The third session, “Builders,” saw projects focused on inclusive space and social justice. Members of the BlackSpace Urbanist Collective presented the BlackSpace Manifesto for an urbanism centered around “healing and restorative practice.” BlackSpace emphasized the importance of putting these principles into practice, creating authentic relationships with the people you are building with (as opposed to building for), and “moving at the speed of trust” when working with communities which have no reason to place faith in city government intervention. Along similar lines, Deanna Van Buren of the Oakland-based non-profit Designing Justice + Designing Spaces, discussed their efforts to design for “restorative justice” by working with incarcerated communities. “The things that we value, we build” stated Buren, urging that architecture itself will not change society, but we, as members, must change our values to better reflect the society we want to build.

Unsurprisingly, the Guggenheim’s own connections to racism, land exploitation, and history of stifling radical architectural projects went largely unmentioned. Perhaps ironically, the Guggenheim’s director, Richard Armstrong, stood in front of Rem Koolhaas/OMA’s Countryside, The Future when delivering his opening statement —an exhibition curated by Troy Conrad Therrien, previously the museum’s curator of architecture and digital initiatives. Therrien stepped down from the Guggenheim in June 2020 after signing a joint letter from the curatorial staff which decried the museum’s “inequitable work environment that enables racism, white supremacy, and other discriminatory practices.” Levenson recognized in her opening statement that “2020 was a year of reckoning and change for us as an institution.”
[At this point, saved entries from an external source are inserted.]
Issue #612, opened 2020-06-07
Discussion: show Git-ignored files by default?


sharkdp:
Since `fd` was first published, the feature to hide Git-ignored files by default has always been controversial. It's the number one pitfall for new users, as witnessed by the numerous issues that have been opened over time (even though this is the first point in the [Troubleshooting](https://github.com/sharkdp/fd#troubleshooting) section). Even experienced users will likely run into this from time to time.

We have had past discussions about this (see #179), but I'm not so sure anymore if this default is the best possible option for the "average user".

I thought it might make sense to discuss this again and see what others think. Whatever we choose as the default, it will always be easy for users to select a different default via an alias.

**Pro** "*ignore `.gitignore` entries by default*" (current default):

In an interview last year, Galilee expressed her hope that “The World Around will become an institution.” But I hope it doesn’t. Institution implies red tape, self-selecting audiences, and structural rigidity. As a non-profit working alongside the Guggenheim, The World Around has the flexibility to honestly and forcefully push against the boundaries of traditional architecture and present built, conceptual, and artistic alternatives to the mainstream discourse. Though still too early to tell, this model of an independent organization taking up residence in an institution to foster change seems to me a successful approach. The museum is not a civic space by default. True civic space, where people can gather and discuss their views and opinions, is outside of institutions, as the projects presented in The World Around demonstrate.